IRPS

Packaging and 3D Assembly

Packaging and 3D Assembly

PA-1 Optimum Filler Geometry for Suppression of Moisture Diffusion in Molding Compounds

W. Ahn, S, Shin, R. Asadpour, L. Nguyen*, D. Varghese*, S. Krishnan*, M. Alam, Purdue University, *Texas Instruments

Inorganic fillers, such as fused silica or organic clay, help tailor/co-optimize the mechanical toughness, thermal conductivity, and moisture diffusivity of polymer mold compounds used to package microelectronic integrated circuits. Despite long history and wide-spread current use, the optimization of filler-infused composites is generally empirical and therefore time-consuming.
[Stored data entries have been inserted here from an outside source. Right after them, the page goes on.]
PR #1444, opened 2022-01-18
Support `...image.pull[Policy|Secrets]` consistently and hook into JupyterHub's chart wide configuration for imagePullSecrets

emrahkaya:
Fixing the unused image.pullSecrets value in the binderhub Deployment.

## Update by Erik

Thanks to https://github.com/jupyterhub/zero-to-jupyterhub-k8s/pull/2546, we can hook into z2jh's chart wide configuration of imagePullSecrets. With this PR, we do that for all our pods where we specify an image.

I also added support for image.pullPolicy which wasn't supported in practice even though the schema supported it.

### DIFF
--- a/helm-chart/binderhub/templates/deployment.yaml
+++ b/helm-chart/binderhub/templates/deployment.yaml
@@ -33,6 +33,9 @@ spec:
         {{- . | toYaml | nindent 8 }}
         {{- end }}
     spec:
+      {{- with include "jupyterhub.imagePullSecrets" (dict "root" . "image" .Values.image) }}
+      imagePullSecrets: {{ . }}
+      {{- end }}
       {{- with .Values.initContainers }}
       initContainers:
         {{- . | toYaml | nindent 8 }}
@@ -70,12 +73,6 @@ spec:
 
       {{- with .Values.extraVolumes }}
       {{- . | toYaml | nindent 6 }}
-      {{- end }}
-      {{- with .Values.image.pullSecrets }}
-      imagePullSecrets:
-        {{- range . }}
-        - name: {{ . }}
-        {{- end }}
       {{- end }}
       containers:
       - name: binder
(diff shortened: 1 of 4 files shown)


emrahkaya:
Our tests here doesn't cover this case, but I've tested this my system, using a private registry.

In my tests, I have put this step in the test.yml:

```
      - name: Create an image pull secret
        run: |
          kubectl create secret docker-registry acr-secret \
            --namespace default \
            --docker-server="${{ secrets.DOCKER_REGISTRY }}" \
            --docker-username="${{ secrets.DOCKER_USERNAME }}" \
            --docker-password="${{ secrets.DOCKER_PASSWORD }}"
```

and modified `testing/k8s-binder-k8s-hub/binderhub-chart-config.yaml` file, adding

```
image:
  pullSecrets:
    - acr-secret
```
there.

Such a test might not apply here, but I'm putting this information for anyone interested using/testing it (or a proof for my tests :) ).

helm-chart/binderhub/templates/deployment.yaml
```diff
@@ -61,6 +61,12 @@ spec:
       {{- with .Values.extraVolumes }}
       {{- . | toYaml | nindent 6 }}
       {{- end }}
+      {{- with .Values.image.pullSecrets }}
+      imagePullSecrets:
+        {{- range . }}
+        - name: {{ . }}
+        {{- end }}
+      {{- end }}
```
consideRatio, line 69: I think this is now possible, allowing a binderhub user to rely on jupyterhub chart wide configuration options like below, so its only needed to be configured once. Alternatively, by specifying something special just under `image.pullSecrets`.

```yaml
jupyterhub:
  imagePullSecret: ...
  imagePullSecrets: ...
```

```suggestion
      {{- with include "jupyterhub.imagePullSecrets" (dict "root" . "image" .Values.image) }}
      imagePullSecrets: {{ . }}
      {{- end }}
```

consideRatio (approved):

A physics-based predictive modeling will improve application-specific design of composites that would offer optimum performance and reliability. As an illustrative example, in this paper, we develop a general theory of polymer composites that anticipates the suppression of moisture diffusion as a function of fill-fraction, size-dispersion, shape, and topology of filler nanoparticles. Our results show that the best performance is obtained by incorporation rod-shaped fillers, randomly closed packed at maximum density (~60%). Our numerical results are succinctly captured by the analytical model based on generalized Maxwell Garnett effective medium theory. The analytical model can be used for initial optimization of mold compounds before large-scale numerical modeling is invoked and characterization experiments are designed.
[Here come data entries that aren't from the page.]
Issue #1445, opened 2022-01-19
MyBinder.org's version of Docker is too old for latest Ubuntu images


pkgw:
Apologies if I'm not filing this in the right place ... I'm not quite sure where it should go.

I recently updated one of my MyBinder repos to Ubuntu 21.04, and discovered that it failed to build when actually deployed on MyBinder.org. This turns out to be an incompatibilty between Ubuntu >=21.04 and older versions of Docker:

https://stackoverflow.com/questions/66319610/gpg-error-in-ubuntu-21-04-after-second-apt-get-update-during-docker-build
https://bugs.launchpad.net/ubuntu/+source/glibc/+bug/1916485

Meanwhile, 20.10 doesn't update correctly and the version of Node.js included in 20.04 is too old for modern JupyterLab, so it's awkward to build Ubuntu-based images right now. I ended up using 20.04 with a custom-upgraded Node.js. It would be good to update the version of Docker/K8s/whatever used in the MyBinder.org service to fix the newer Ubuntus, I think.

PR #1446, opened 2022-01-19
Bump version of docker used in image builder

yuvipanda:
The version we were running was more than 2 years old,
and might also have other vulnerabilities that are not patched.

Fixes https://github.com/jupyterhub/binderhub/issues/1445


consideRatio (approved):
:tada:

PR #1447, opened 2022-01-20
Fix mini-css-extract-plugin version

emrahkaya:
Fixing the similar issue with `webpack` as in:
- https://github.com/facebook/create-react-app/issues/11930


emrahkaya:
Ok, looks like the issue is resolved with the latest version of `mini-css-extract-plugin`: 
https://github.com/webpack-contrib/mini-css-extract-plugin/releases/tag/v2.5.2 

Thus, closing this PR.

PR #1457, opened 2022-03-03
fix total pod count

minrk:
pod_quota was not being enforced because total_pods was not the number of pods, but the number of keys in the response dict (4).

PA-2 A Finite Element Method Study of Delamination at the Interface of the TSV Interconnects

S. Papaleo, H. Ceric, TU Wien

Through Silicon Vias (TSVs) are the interconnections in three dimensional integrated circuits responsible for the vertical lines inside the dies. In particular, the open TSV has been developed in order to reduce thermo-mechanical issues. This interconnect structure has interfaces where the possibility of a device failure due to delamination needs to be considered. The Critical Energy Release Rate Gc determines the condition for a fracture to propagate. When the Energy Release Rate G exceeds Gc, a fracture will propagate. Experimental measurements were used to calculate Gc. The experimental Gc, was calculated at the interface between silicon dioxide and tungsten; materials used for Open TSVs. We have developed a model to calculate the G and compared the experimental data with our results. The results obtained are in good agreement with experimental measurements. Therefore, the model developed provides a convenient tool for the study of delamination issues in TSVs.

PA-3 Electromigration Induced Thermomigration in Microbumps by Thermal Cross-talk Across Neighboring Chip in 2.5D IC

M. Li, D.W. Kim*, S. Gu*, K.-N. Tu, University of California, Los Angeles, *Qualcomm

This paper investigates the thermal cross-talk between the powered microbumps under one chip and the unpowered microbumps under the neighboring chip. Both chips were on a Si interposer for 2.5D IC. The Joule heating from the powered chip was found to be transferred laterally along the interposer to the unpowered chip and produced a temperature gradient in the microbumps in the unpowered chip. Void formation is observed in both the powered and the unpowered microbumps. The latter is due to thermomigration (TM), and the former is due to electromigration (EM). The amount of voids is bigger by TM than by EM. The void nucleation and growing is studied by examining the un-powered microbumps at different stages during electromigration tests. The nucleation of voids at the cold end in TM is observed, which indicates that Sn atoms diffuse from cold end to hot end. The current-enhanced surface electromigration of Sn along the side walls of Cu pillars to form intermetallic compound is observed in the powered microbumps that were subjected to a 5.3×104 A/cm2 current density at 150 ℃ for a period of time. The depletion of Sn will cause serious void formation in these powered microbumps.